Stored items

PR #1007, opened 2022-09-05
Airlock Shock fixes and consistency

morrowwolf:
## About The Pull Request

Alright so I investigated the shocking issue.

First, areas without real power sources that still have pseudo power would not shock people. This fixes that.

Second, there is a probability attached to whether mobs get shocked when messing with shocked stuff. Xenos had a 70% chance to get shocked when attempting to open shocked airlocks but 100% chance when bumping into the door to open it. I've made this a consistent 100% across the board for sanity's sake.

## Why It's Good For The Game

Bugs bad, consistency good

## Changelog

:cl: Morrow
fix: Shocked doors without a real power source will now shock correctly.
fix: Xeno shock chances made consistent across ways to open airlocks.
/:cl:

### DIFF
--- a/code/modules/mob/living/carbon/xenomorph/attack_alien.dm
+++ b/code/modules/mob/living/carbon/xenomorph/attack_alien.dm
@@ -508,7 +508,7 @@
 /obj/structure/machinery/door/airlock/attack_alien(mob/living/carbon/Xenomorph/M)
 	var/turf/cur_loc = M.loc
 	if(isElectrified())
-		if(shock(M, 70))
+		if(shock(M, 100))
 			return XENO_NO_DELAY_ACTION
 
 	if(!density)
--- a/code/modules/power/power.dm
+++ b/code/modules/power/power.dm
@@ -302,47 +302,57 @@
 	if(istype(power_source,/obj/structure/cable))
 		var/obj/structure/cable/Cable = power_source
 		power_source = Cable.powernet
-
-	var/datum/powernet/PN
-	var/obj/item/cell/cell
-
-	if(istype(power_source,/datum/powernet))
-		PN = power_source
-	else if(istype(power_source,/obj/item/cell))
-		cell = power_source
-	else if(istype(power_source,/obj/structure/machinery/power/apc))
-		var/obj/structure/machinery/power/apc/apc = power_source
-		cell = apc.cell
-		if (apc.terminal)
-			PN = apc.terminal.powernet
-	else if (!power_source)
-		return 0
-	else
-		log_admin("ERROR: /proc/electrocute_mob([M], [power_source], [source]): wrong power_source")
-		return 0
-	if (!cell && !PN)
-		return 0
-	var/PN_damage = 0
-	var/cell_damage = 0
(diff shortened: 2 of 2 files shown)


gohdatrice:
As a xeno player I will point out that having a 100% chance of getting shocked does change the balance and affect gameplay. Now if you are stuck in a room with shocked doors and you can't reach the APC you are completely fucked until someone comes and melts them, whereas previously you could roll your chances on clawing the door open. I have been in that situation before.
Basically what I'm saying is this is more than a "fix", this is removing a feature. I'm no developer but I'm not even sure the chance of clawing open the door was ever a bug in the first place.

Wintermote:
> As a xeno player I will point out that having a 100% chance of getting shocked does change the balance and affect gameplay. Now if you are stuck in a room with shocked doors and you can't reach the APC you are completely fucked until someone comes and melts them, whereas previously you could roll your chances on clawing the door open. I have been in that situation before. Basically what I'm saying is this is more than a "fix", this is removing a feature. I'm no developer but I'm not even sure the chance of clawing open the door was ever a bug in the first place.

I don't think it's a big issue. The situations where a xeno gets trapped in a room with shocked doors and isn't already about to be killed by marines is something exceptionally rare. Most rooms either have an APC accessible in that room, or have a vent or window to get out of the room too.

Additionally there's a whole bunch of xeno castes that can either acid an opening through a wall to get in/out, or can just outright break down the wall/aren't affected by the shocks. So simple communication and teamwork can save you in the worst case scenario.

The only situation I can see the 30% chance of opening without getting shocked being nice to have is when trying to sneak into a secured area, which seems to me like it completely defeats the point of shocking the door to begin with.

stanalbatross (approved):

gohdatrice:
At the very least I suggest you change the changelog to mention that you've removed the possibility to claw open shocked doors. "Xeno shock chances made consistent across ways to open airlocks" does not communicate very well that you've completely removed that feature. It feels like you're trying to hide what you've done from people. Something like "Removed the ability for xenos to sometimes claw open shocked doors" would be way more clear. Changes like this shouldn't be secret or you'll have xenos bashing their heads against shocked doors over and over without realising that doesn't work anymore.

gohdatrice:
I know I have no influence here but I genuinely want to know how anyone thinks this is an acceptable changelog. It does not come even close to actually conveying what you have changed. Nobody reading this changelog in-game would know that you have removed the ability for xenos to claw open doors.
Now it makes me wonder, how many other changelogs are bullshit? Do I have to read the github page for every single Morrow change now or else I'll have no idea what secret changes you're doing that aren't conveyed by the changelog? Why even have a changelog in game if you can just write whatever bullshit you want instead of actually conveying what you've changed?
My guess is that you're doing this to increase your fix score or whatever it is, I'm not sure how this works. But I don't think you should be sacrificing changelog clarity just for github points.
Again, the reason I'm posting this is because I genuinely have no idea how anyone thinks this changelog accurately reflects the changes made. If there's something I'm missing that makes this make sense then please explain it to me.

→ Instructions to follow
Copy each line from the entries above that has the word "structure" in it.

→ Response below
 /obj/structure/machinery/door/airlock/attack_alien(mob/living/carbon/Xenomorph/M)
 	if(istype(power_source,/obj/structure/cable))
 		var/obj/structure/cable/Cable = power_source
-	else if(istype(power_source,/obj/structure/machinery/power/apc))
-		var/obj/structure/machinery/power/apc/apc = power_source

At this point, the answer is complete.